1951年のクリスマス早朝。東京・新橋のダンスホールでは、踊り疲れた人たちがぐったり。散らかったゴミが、前夜の騒ぎを物語っています。奥の方には踊り足りないのか、はしゃぐ女性たちが……。元気すぎます。
無造作に積み上げられた荷物の山。いったい何をしているのでしょう。実はここ、1954年の丸の内・東京中央郵便局。荷物は集まったプレゼントの数々なのでした。あまりの多さにアルバイト学生650人を動員し、休日返上で作業したとか。

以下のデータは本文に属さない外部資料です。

PR #829, opened 2020-12-09
Update book.css

### LINKED ISSUE #826: Code appears to come out of the box
Code in Ray Tracing in One Weekend seems to be appearing out of the box(see screenshot below).
A way you could fix this is to replace
``
overflow: visible;
``
with
``
overflow-x: scroll;
``
in
```
.md pre.listing.tilde {
    width: 96%;
    border-width: 3px;
    border-style: solid;
    border-color: rgb(212, 212, 212);
    border-image: initial;
    padding: 1.5ex;
    overflow: scroll;
    background: rgb(228, 228, 224);
}
```
in book.css.
<br>
Screenshot

JC-ProgJava:
Updates book.css to make code blocks centered and span out when text overflows.
Fixes #826.

### DIFF
--- a/style/book.css
+++ b/style/book.css
@@ -81,11 +81,8 @@ div.indented {
 .md pre.listing.tilde {
     border: solid 3px #d4d4d4;
     padding: 1.5ex;
-    width: fit-content !important;
-    display: inline-block;
-    position: relative;
-    left: 50%;
-    transform: translateX(-50%);
+    min-width: 96%;
+    width: fit-content;
     background: #e4e4e0;
 }
 
--- a/style/book.css
+++ b/style/book.css
@@ -81,8 +81,11 @@ div.indented {
 .md pre.listing.tilde {
     border: solid 3px #d4d4d4;
     padding: 1.5ex;
-    width: 96%;
-    overflow: visible;
+    width: fit-content !important;
+    display: inline-block;
+    position: relative;
+    left: 50%;
+    transform: translateX(-50%);
     background: #e4e4e0;
 }
 


hollasch (changes requested):
These changes don't work well, at least in my browser.

For one thing, the right edge of all listing boxes "goes ragged" — it expands to the right for longer lines, but also shrinks down for shorter lines.

The centering properties make this look worse, as now listings align randomly on the left margin, according to the longest line in the box.

Finally, I generally don't like `!important` tags in CSS, as it tends to highlight a layout that is brittle in some fashion when working with other styles, instead of cascading.

All that said, your changes did lead me quickly to this solution:

    .md pre.listing.tilde {
        border: solid 3px #d4d4d4;
        padding: 1.5ex;
        min-width: 96%;
        width: fit-content;
        background: #e4e4e0;
    }

Can you run that by your gauntlet and see if that works in your set? If it does, just add another commit and push (it would be good to preserve your original solution).

JC-ProgJava:
> For one thing, the right edge of all listing boxes "goes ragged" — it expands to the right for longer lines, but also shrinks down for shorter lines.

I see what you mean. I wanted to fit all the code inside of the box, so the boxes resize their width according to the code in them. I centered each box because they didn't align with the listing caption and text below them.

> The centering properties make this look worse, as now listings align randomly on the left margin, according to the longest line in the box.
> 
> Finally, I generally don't like `!important` tags in CSS, as it tends to highlight a layout that is brittle in some fashion when working with other styles, instead of cascading.
> 
> All that said, your changes did lead me quickly to this solution:
> 
> ```
> .md pre.listing.tilde {
>     border: solid 3px #d4d4d4;
>     padding: 1.5ex;
>     min-width: 96%;
>     width: fit-content;
>     background: #e4e4e0;
> }
> ```

I don't think the `!important` tag is necessary, so you can remove that. The edited version seems to work quite well, aligning with the left margin. But the code boxes that need the `width: fit-content;` attribute to fit all code inside can't seem to align with all the other code boxes. It looks 'displaced' when with the listing caption. See a screenshot below:
Screen Shot 2020-12-11 at 1 26 23 PM
(I zoomed out so you can see both boxes)
Above, the second code box aligns with the previous code box on the left margin, but its right margin stretches to the side, which makes the text below it seem displaced. Is this fine? If it is, I'll go ahead and update the PR. If not, I have another solution that combines both and seems to look better:
```
.md pre.listing.tilde {
    border: solid 3px #d4d4d4;
    padding: 1.5ex;
    width: fit-content;
    display: inline-block;
    min-width: 96%;
    position: relative;
    left: 50%;
    transform: translateX(-50%);
    background: #e4e4e0;
}
```
Output: (zoomed out)
Screen Shot 2020-12-11 at 1 34 19 PM
Here, the normal code boxes align, and the ones that stretch outwards are centered. Does it look better?

hollasch:
Doesn't work in my tests. Try using a standard desktop browser, and then setting the zoom level to something like 300%. You get a full flush-left horizontal scrollbar, but the code listing runs off the page to the left, and you can't scroll there.

Generally, I don't like the centering aspect, as that means now I have to scroll one direction to find the beginning of the code lines, and then the _other_ direction to find the end of the code lines. This is made worse by the fact that as coded, I can't even scroll to the beginning of the lines.

hollasch:
Wait, I just tested against your latest version, which you may not have changed. Perhaps you were expecting me to try out the CSS in your comments. I'll do that ...

hollasch:
Ok, just tested the CSS in your comment (not in your branch), and it does indeed have the flaws I mentioned above:

1. Code now overflows _two_ margins instead of just one.
2. I have no way to scroll left to read the code that overflows the left margin (though I can scroll to read the code the overflows the right margin).

Again, I'm testing with long lines and browser zooms of 200% to 300%. There may well be other scenarios that exercise overflow in different ways.

Typographically, a consistent left margin is vital, and I won't give up on that. There's a reason why centered text is considered poor typographic layout — it loses the anchoring point when scanning a new line. Ragged right is fine. For general text, lines should be limited to 1-2 alphabets in line length (again, to facilitate eye-movement when scanning), though code is a (slightly) different beast.

Given all the above, I like your changes to overflow to the right. Preserve a consistent left margin as outlined above and we're good.

JC-ProgJava:
Ok then, I have updated it.

hollasch (approved):

hollasch:
Thank you for catching and fixing!

hollasch:
Oh, one more thing — if you wouldn't mind, let me know your full name and I'll add you to the acknowledgements section.

JC-ProgJava:
> Oh, one more thing — if you wouldn't mind, let me know your full name and I'll add you to the acknowledgements section.

I don't really care if I'm attributed for the fix, but if you really need to do it, you can just use 'JC-ProgJava' and just link my profile or something like that. :)

PR #836, opened 2020-12-16
Tweak CMake settings: no version, better C++ ver

hollasch:
- The prior CMakeLists.txt file specified a version for the project,
  which we hadn't been updating. This isn't of much use in our project,
  since users are expected to change this program all the time. Thus,
  pulling any explicit version stamping.

- When specifying the C++ version (we use C++11 currently), you should
  set all three CMake variables CMAKE_CXX_STANDARD,
  CMAKE_CXX_STANDARD_REQUIRED, and CMAKE_CXX_EXTENSIONS.

### DIFF
--- a/CMakeLists.txt
+++ b/CMakeLists.txt
@@ -6,13 +6,12 @@
 
 cmake_minimum_required ( VERSION 3.1.0 )
 
-project ( RTWeekend
-  VERSION 3.0.0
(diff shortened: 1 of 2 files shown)


trevordblack (approved):

hollasch:
Gah, this was accidentally targeted to master. Will redirect to dev-major.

子どもたちが持つのは、シーツ? いえいえ、長さ13尺(4メートル弱)の靴下です。プレゼントを入れてもらうための靴下をサンタが持ってくる、というまさかの事態に、子どもたちもうつむき気味。……と思いきや、中には衣類や文房具が。都内の母子家庭に配られたそうです。ほっ。
高度経済成長が始まってほどない1955年、12月25日の夕刊には「Xマス狂徒」の見出しが。記事には「世界中どこへいってもこんなバカ騒ぎはみられない。結局これはみんながいつも何か享楽のハケ口をみつけており、クリスマスがその絶好の機会になるということなのだろう」とも。昨今のハロウィンの渋谷が、脳裏をよぎりました…。
ツリーを載せた舟を押し、温水プールを1周するという謎のイベント。お祭りの山車(だし)の発想でしょうか。実はこの手の写真、いっぱい残っているんです。
障害者施設の子どもたちに、プレゼントを届けに来たサンタ。でも、サンタよりヘリが気になってしょうがない。それは、最後列のおじさんたちも同じご様子で。何だ、この近未来感…!!
東京・日本橋のデパートで。この女性、ツリーは円錐形という概念を、悠悠と超えてきた。
クリスマスイブ、都内に初雪が降った1965年。寒さや不況のせいで、銀座の露店ではサンタ人形が売れ残っていました。路上に転がる姿、なんだか切ない。
オイルショックのあおりで、控えめなクリスマスになった1974年。デパートでは飾り付けの制作費も半減し、600万円(!)に。サンタの張りぼてがホラーすぎて、「愕然とする父&泣き出した女の子をあやす母の図」にしか見えない。
バブル景気まっただ中の1990年、プレゼントにはティファニーが大人気。銀座三越には「オープンハート」のペンダントを求めて、若い男性が殺到したそうです。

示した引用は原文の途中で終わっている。